Когда Лейбниц посещал Рембрандта, Рембрандт говорил, что все его внутренние переживания, внутренние порывы оживут в его мазках, и уверял, что каждый, кто будет смотреть на картины, сможет включиться в них, сможет получить от них то, что ощущал Рембрандт в процессе творчества. То есть на картинах, как на магнитной ленте, запечатлены чувства и мысли творца. И теперь, когда вы смотрите на них, возникает ощущение чего-то особенно глубокого, и мы чувствуем ту силу выражения, [сделавшую] Рембрандта великим художником, перед которым мы преклоняемся.

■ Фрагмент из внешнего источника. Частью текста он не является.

PR #77, opened 2024-10-10
add functionally to load preferences/override from a toml file

n1ght-hunter:
## Example data structure
```rs
    #[derive(Debug, Clone, PartialEq, Eq, Reflect)]
    enum AwesomeOptions {
        One,
        Two,
        Three,
    }

    #[derive(Debug, Clone, PartialEq, Eq, Reflect, Resource)]
    struct AwesomePeople {
        pub name: String,
        pub age: u32,
    }

    #[derive(Debug, Clone, PartialEq, Eq, Reflect, Resource)]
    #[reflect(@SettingsType::Project, @SettingsTags(vec!["basic", "settings", "awesome"]))]
    struct AwesomeSettings {
        #[reflect(@MergeStrategy::Append)]
        pub options_list: Vec<AwseomeOptions>,
        pub people: Vec<AwesomePeople>,
    }
 ```
### Equivalent toml
```toml
# struct with the key being the snake case variant of the type
[awesome_settings]
# array of unit enums
options_list = ["One", "Two", "Three"]
# ether this for vec of structs
people = [
    { name = "bob", age = 31},
]
# or this
[[awesome_settings.people]]
name = "joe"
age = 42
```

what is currently de serializable 
```toml

# basic struct
[basic_settings]
name = "bevy_editor_settings"


# list with replace
[list_testing]
list = ["three", "four"]

# list with append
[list_testing_append]
list = [3, 4]

# top level enum
[enum_testing]
variant = "Two"

# enum in a struct
# and enum tuple
[enum_settings]
test1 = {Tuple = ["hello", 42]}

#  a struct enum on a struct
[enum_settings.test2.Struct]
name = "four"
age = 4

# a struct with a list of enums
[enum_settings_list]
settings = ["Three"]

# top level tuple struct
# adds the fields field to the tuple sturct. this is ONLY done for a top level tuple struct
[tuple_struct]
fields = [2, "two"]

# tuple struct in a struct
[struct_with_tuple]
tuple = [3, "three"]
```

## Settings types
```rs
/// Annotation for a type to show which type of settings it belongs to.
#[derive(Debug, Clone, PartialEq, Eq, Reflect)]
pub enum SettingsType {
    /// These are settings that are saved in the os user's configuration directory. \
    /// These settings are global to the user and are not tied to a specific project. \
    /// Settings are along the lines of hotkeys etc.
    Global,
    /// Workspace preferences use the global preferences by default. End users can modify them, customizing their layout, theming and hotkeys. \
    /// The file is created when the user applies changes to their workspace preferences within the editor. \
    /// Workspace preferences can be shared between multiple projects and are not isolated to project folders.*
    Workspace,
    /// Project preference overrides are empty and stored within the project settings. \
    ///  When a project overrides a global/workspace preference, it is no longer possible to change them. \
    ///  In order to modify the preference, users must modify the project settings instead.
    /// There are two states that overrides can be in:
    /// - Inheriting - No override is set. Users can freely change the preference. Users can use what they have set within the global/workspace preferences.
    /// - Modified - When an override has been set, users can no longer change the preference without modifying the project settings. You can switch between inheriting and modified at any time without consequence.
    Project,
}
```

## List merging strategy
```rs
#[derive(Debug, Clone, Reflect, Default)]
/// Annotation for a type to show how to merge lists when loading settings.
/// if not set, the default is to replace the existing list.
pub enum MergeStrategy {
    #[default]
    /// When Mergeing the list, the new list will replace the existing list.
    Replace,
    /// When Mergeing the list, the new list will be appended to the existing list.
    Append,
}
```

## Tags
```rs
#[derive(Debug, Clone, Reflect)]
/// Annotation for a type to add tags to the settings. these tags can be used to filter settings in the editor.
pub struct SettingsTags(pub Vec<&'static str>);
```


hcabel:
This is super exiting, I really hope we can use this soon 🤞 Let me know if you need help :)

crates/bevy_editor_settings/src/local_prefs.rs
```diff
@@ -0,0 +1,30 @@
...
+impl Default for Build {
+    fn default() -> Self {
+        Self {
+            debug: "cargo build".to_string(),
+            release: "cargo build --release".to_string(),
+            run_debug: "cargo run".to_string(),
+            run_release: "cargo run --release".to_string(),
+        }
+    }
+}
```
MiniaczQ, line 30: Shouldn't we just generalize this as "profiles" or "tasks"?
Local builds can be different than CI builds, also we could use profiles for various tests

Since we're hardcoding this right now anyways, we might as well do
```rs
Profile {
  name: "Debug Build".to_string(),
  command: "cargo build".to_string(),
  description: None,
}
```
and store it in a file

n1ght-hunter: sorry meant to reply to this. that specific code was put together in like two mins. but the idea is you can override the build commands in a toml file at the root of the project. so the editor know how to start the game no matter the build system.

n1ght-hunter: btw not against your changes but would you be able to explain why the editor needs to know how to build in the app in ci?

n1ght-hunter:
update on this pr i am currently working on rewriting the code to match closer to the bevy reflect serde directory structure
https://github.com/bevyengine/bevy/tree/main/crates/bevy_reflect/src/serde

crates/bevy_editor_settings/src/local_prefs.rs
MiniaczQ: Editor should provide basic CLI for automation, even if it's technically another app, it's within the scope of editor as a project

n1ght-hunter: i think i will remove all this for this pr anyways. it was kinda based on my original design i went away from. it should be super easy to add back in with some more thought

n1ght-hunter:
@hcabel  @MiniaczQ other then a code cleanup this pr should be pretty close to completion. so feel free to have a look  through the code and review.

PR #80, opened 2024-10-15
Pane Layout System

tim-blackbird:
- Added a pane system based on nested flex nodes
- Added a stupid simple `PaneRegistry` for the pane crates to hook into.
The dependency between `bevy_3d_viewport` and `bevy_panes_layout` has been inverted to make use of this.
- Adjusted some colors to match mockups from felinusfish
 on discord, instead of Blender's colors :v
- Reduced border radius (fite me)

This is lacking a way to add new panels -- other than splitting an existing one -- and a way to change a panel's type(e.g. Scene Tree, Viewport) at the moment.

No drag & drop yet either.

#### Todo
- Docs
- Appease clippy
- clip UI when the pane gets too small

Так и в картинах Николая Константиновича. Его замечательная светлая личность живёт в них, она нам вещает с его полотен, мы это чувствуем, знаем, когда на них смотрим и как бы соприкасаемся с его мыслями, его порывами. В будущем, может быть, мы сможем измерять энергию наших мыслей и, может быть, поймём, что всё наполнено мыслями и мысль отпечатывается на всём, нас окружающем, и, может быть, тогда мы поймём, что должны следить за своими мыслями, что не должны распускаться, а должны всё время следить, чтобы что-то [плохое] не запечатлелось, и помнить, что даже у стен есть уши, глаза, которые всё видят, слышат и могут повторить.
[1] С.Н. Рерих родился в Санкт-Петербурге на Васильевском острове в доме Л.Е. Кенига (Большой проспект, д. 15 / 4-я линия, д. 5, кв. 9).
[2] Коллекция предметов каменного века, собранная Н.К. Рерихом во время его раскопок, насчитывала свыше 35 тыс. единиц.
[3] Тагор Р. Жертвопесни (Гитанджали) / пер. под ред. Ю. Балтрушайтиса. М.: Современные проблемы, [1916].
[4] Санкт-Петербургский буддийский храм «Дацан Гунзэчойнэй» – самый северный в мире буддийский храм, строительство которого продолжалось с 1909 по 1915 гг. Н.К. Рерих разработал эскизы витражей (1914-1915) для украшения интерьера храма.
[5] Н.К. Рерих учился в частной мужской гимназии К.И. Мая в 1883-1893 гг.
[6] 200 миль = 322 км.
[7] В начале 1930-х гг. Гималайский институт научных исследований «Урусвати» организовывал экспедиции в долину Лахул, называемую Западным Тибетом.
[8] В 1950 г. Тибет включен в состав Китайской народной республики как Тибетский автономный округ.
[9] Речь идёт о Музее Николая Рериха в Нью-Йорке.
[10] Речь идёт о передаче К. Кэмпбелл-Стиббе в СССР сорока произведений Н.К. Рериха архитектурной серии, которые впоследствии нашли своё место в Мемориальном кабинете Н.К. Рериха в Государственном музее искусства народов Востока.